Issue #2749, opened 2015-10-01
Intro: Next page and prev page navigation


ktaki:
Currently, clicking right side of the window goes to the next page and clicking left side goes back to the previous page. This creates a problem if user clicks slightly left side of Continue button located at the center of the window and clicking again without moving a mouse on the next page. It goes back to previous screen.

Proposal: Since most of the time user wants to go forward, it might be make more sense if clicking any part of the window above the horizontal line goes forward, and clicking left arrow icon at the upper-left corner goes back to previous page. The icon glows when mouseover. It is obvious when you click the icon, you can go back.

ktaki:
IMHO, the left arrow is for going back to the previous screen. If we prefer to go back to the beginning, the icon should look like |< . Anyway, I think this is good enough to go with 16.1. The improvements are due for 17.0. Closing.

PR #2899, opened 2015-10-11
Intro Dialog Fixes

### LINKED ISSUE #2795: Modal dialogs are not centered correctly
image

image

placegraphichere:
- Next/prev buttons removed, just goes to the next. Back button returns
to the zero slide: #2749
- [edit] now fixes  #2795

### DIFF
--- a/src/style/help/first-launch.less
+++ b/src/style/help/first-launch.less
@@ -32,6 +32,58 @@
     height:66rem;
     border-radius: 0.8rem;
     overflow: hidden;
+    margin-left: 0;
+}
+.main__no-panel .first-launch__dialog, .main__no-panel .keyboard-shortcut__dialog {
+    margin-left: 0;
+}
+
+.main__one-panel .first-launch__dialog, .main__one-panel .keyboard-shortcut__dialog {
+    margin-left:  -(@panel-column-width / 2);
+}
+
+.main__both-panel .first-launch__dialog, .main__both-panel .keyboard-shortcut__dialog {
+    margin-left:  -(@panel-column-width);
+}
+
+// Intro and KBSC Dialogs at 1x
+
+@media (-webkit-min-device-pixel-ratio: 1) and (max-width: 1620px) {
+    .main__both-panel .first-launch__dialog, .main__both-panel .keyboard-shortcut__dialog {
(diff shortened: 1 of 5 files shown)


designedbyscience:
Are we no longer centering these dialogs on the canvas?

placegraphichere:
@designedbyscience see #2795, I describe the issue with centering there. Basically we need additional JS to center, not just CSS due to the possible column expand/collapse. I've probably got the code we need in the branch about positioning the export dialog from a few weeks ago

designedbyscience:
There is already a CSS class on div.main with one, two or no panels, to adjust the centering

placegraphichere:
neato, I'll check it out and update this

placegraphichere:
Now should fully address #2795. 

When width of app is too small based on 2 columns:
screen shot 2015-10-12 at 4 37 02 pm
screen shot 2015-10-12 at 4 30 22 pm

---

When different columns are open:
screen shot 2015-10-12 at 3 51 02 pm
screen shot 2015-10-12 at 3 50 50 pm
screen shot 2015-10-12 at 3 50 37 pm
screen shot 2015-10-12 at 3 50 16 pm
screen shot 2015-10-12 at 3 49 28 pm
screen shot 2015-10-12 at 3 49 16 pm

src/style/help/first-launch.less
```diff
@@ -32,6 +32,36 @@
     height:66rem;
     border-radius: 0.8rem;
     overflow: hidden;
+    margin-left: 0;
+}
+.main__no-panel .first-launch__dialog, .main__no-panel .keyboard-shortcut__dialog{
```
designedbyscience: Spaces before braces

iwehrman:
This does not fully address #2795. It seems like single-column mode is not taken into account, at least not consistently:
image

I think we should just get rid of the back arrow. The asymmetry feels weird, and the new behavior doesn't seem any more intuitive me than the old behavior. Could we just have an icon for the intro slide instead of the "home" button?

placegraphichere:
this is in a better state now. assigning to @iwehrman since he's still here today

iwehrman:
I agree this is in a better state. Merging away!

PR #2905, opened 2015-10-12
- fix for #2903

placegraphichere:


src/js/jsx/help/KeyboardShortcuts.jsx
```diff
@@ -153,7 +153,7 @@ define(function (require, exports, module) {
                                     <SVGIcon CSSID="tool-maskmode" />
                                 </Button>
                                 <span className="keyboard-shortcut__name">{shortcuts.TOOLS.MASKMODE}</span>
-                                <span className="keyboard-shortcut__instr">m</span>
+                                <span className="keyboard-shortcut__instr">M</span>
```
iwehrman: Actually, this almost certainly needs to be a localized string. I missed this in your last PR...

placegraphichere:
what portion needs to be localized? the single kbsc (ie "V") were there from the previous release

iwehrman:
Well, ok. In theory, our shortcuts are all localizable, which means in theory all of our text that refers to the shortcuts should be localizable. But, currently, I do not believe that the loc team has changed any shortcuts. So if none of the other shortcuts in here are localized then I guess this is OK for now.

Issue #2596, opened 2015-09-23
Add artboard canvas UI should not show when layer visibility is off


chadrolfs:
cmd/ctrl + n
select the AB in the layers panel and either click the visibility icon or use the shortcut ( cmd/ctrl + alt + , ) to turn visibility off.

Result: 
![screen shot 2015-09-23 at 1 36 24 pm](https://cloud.githubusercontent.com/assets/8442631/10058105/98f69634-61f8-11e5-9596-6e7adbd1ee9e.png)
--- --- ---
# WHAT THE TASK REQUIRES:
Each line in the data is to be written out precisely.

# YOUR RESPONSE:
Issue #2749, opened 2015-10-01
Intro: Next page and prev page navigation


ktaki:
Currently, clicking right side of the window goes to the next page and clicking left side goes back to the previous page. This creates a problem if user clicks slightly left side of Continue button located at the center of the window and clicking again without moving a mouse on the next page. It goes back to previous screen.

Proposal: Since most of the time user wants to go forward, it might be make more sense if clicking any part of the window above the horizontal line goes forward, and clicking left arrow icon at the upper-left corner goes back to previous page. The icon glows when mouseover. It is obvious when you click the icon, you can go back.

ktaki:
IMHO, the left arrow is for going back to the previous screen. If we prefer to go back to the beginning, the icon should look like |< . Anyway, I think this is good enough to go with 16.1. The improvements are due for 17.0. Closing.

PR #2899, opened 2015-10-11
Intro Dialog Fixes

### LINKED ISSUE #2795: Modal dialogs are not centered correctly
image

image

placegraphichere:
- Next/prev buttons removed, just goes to the next. Back button returns
to the zero slide: #2749
- [edit] now fixes  #2795

### DIFF
--- a/src/style/help/first-launch.less
+++ b/src/style/help/first-launch.less
@@ -32,6 +32,58 @@
     height:66rem;
     border-radius: 0.8rem;
     overflow: hidden;
+    margin-left: 0;
+}
+.main__no-panel .first-launch__dialog, .main__no-panel .keyboard-shortcut__dialog {
+    margin-left: 0;
+}
+
+.main__one-panel .first-launch__dialog, .main__one-panel .keyboard-shortcut__dialog {
+    margin-left:  -(@panel-column-width / 2);
+}
+
+.main__both-panel .first-launch__dialog, .main__both-panel .keyboard-shortcut__dialog {
+    margin-left:  -(@panel-column-width);
+}
+
+// Intro and KBSC Dialogs at 1x
+
+@media (-webkit-min-device-pixel-ratio: 1) and (max-width: 1620px) {
+    .main__both-panel .first-launch__dialog, .main__both-panel .keyboard-shortcut__dialog {
(diff shortened: 1 of 5 files shown)


designedbyscience:
Are we no longer centering these dialogs on the canvas?

placegraphichere:
@designedbyscience see #2795, I describe the issue with centering there. Basically we need additional JS to center, not just CSS due to the possible column expand/collapse. I've probably got the code we need in the branch about positioning the export dialog from a few weeks ago

designedbyscience:
There is already a CSS class on div.main with one, two or no panels, to adjust the centering

placegraphichere:
neato, I'll check it out and update this

placegraphichere:
Now should fully address #2795. 

When width of app is too small based on 2 columns:
screen shot 2015-10-12 at 4 37 02 pm
screen shot 2015-10-12 at 4 30 22 pm

---

When different columns are open:
screen shot 2015-10-12 at 3 51 02 pm
screen shot 2015-10-12 at 3 50 50 pm
screen shot 2015-10-12 at 3 50 37 pm
screen shot 2015-10-12 at 3 50 16 pm
screen shot 2015-10-12 at 3 49 28 pm
screen shot 2015-10-12 at 3 49 16 pm

src/style/help/first-launch.less
```diff
@@ -32,6 +32,36 @@
     height:66rem;
     border-radius: 0.8rem;
     overflow: hidden;
+    margin-left: 0;
+}
+.main__no-panel .first-launch__dialog, .main__no-panel .keyboard-shortcut__dialog{
```
designedbyscience: Spaces before braces

iwehrman:
This does not fully address #2795. It seems like single-column mode is not taken into account, at least not consistently:
image

I think we should just get rid of the back arrow. The asymmetry feels weird, and the new behavior doesn't seem any more intuitive me than the old behavior. Could we just have an icon for the intro slide instead of the "home" button?

placegraphichere:
this is in a better state now. assigning to @iwehrman since he's still here today

iwehrman:
I agree this is in a better state. Merging away!

PR #2905, opened 2015-10-12
- fix for #2903

placegraphichere:


src/js/jsx/help/KeyboardShortcuts.jsx
```diff
@@ -153,7 +153,7 @@ define(function (require, exports, module) {
                                     <SVGIcon CSSID="tool-maskmode" />
                                 </Button>
                                 <span className="keyboard-shortcut__name">{shortcuts.TOOLS.MASKMODE}</span>
-                                <span className="keyboard-shortcut__instr">m</span>
+                                <span className="keyboard-shortcut__instr">M</span>
```
iwehrman: Actually, this almost certainly needs to be a localized string. I missed this in your last PR...

placegraphichere:
what portion needs to be localized? the single kbsc (ie "V") were there from the previous release

iwehrman:
Well, ok. In theory, our shortcuts are all localizable, which means in theory all of our text that refers to the shortcuts should be localizable. But, currently, I do not believe that the loc team has changed any shortcuts. So if none of the other shortcuts in here are localized then I guess this is OK for now.

Issue #2596, opened 2015-09-23
Add artboard canvas UI should not show when layer visibility is off


chadrolfs:
cmd/ctrl + n
select the AB in the layers panel and either click the visibility icon or use the shortcut ( cmd/ctrl + alt + , ) to turn visibility off.

Result: 
![screen shot 2015-09-23 at 1 36 24 pm](https://cloud.githubusercontent.com/assets/8442631/10058105/98f69634-61f8-11e5-9596-6e7adbd1ee9e.png)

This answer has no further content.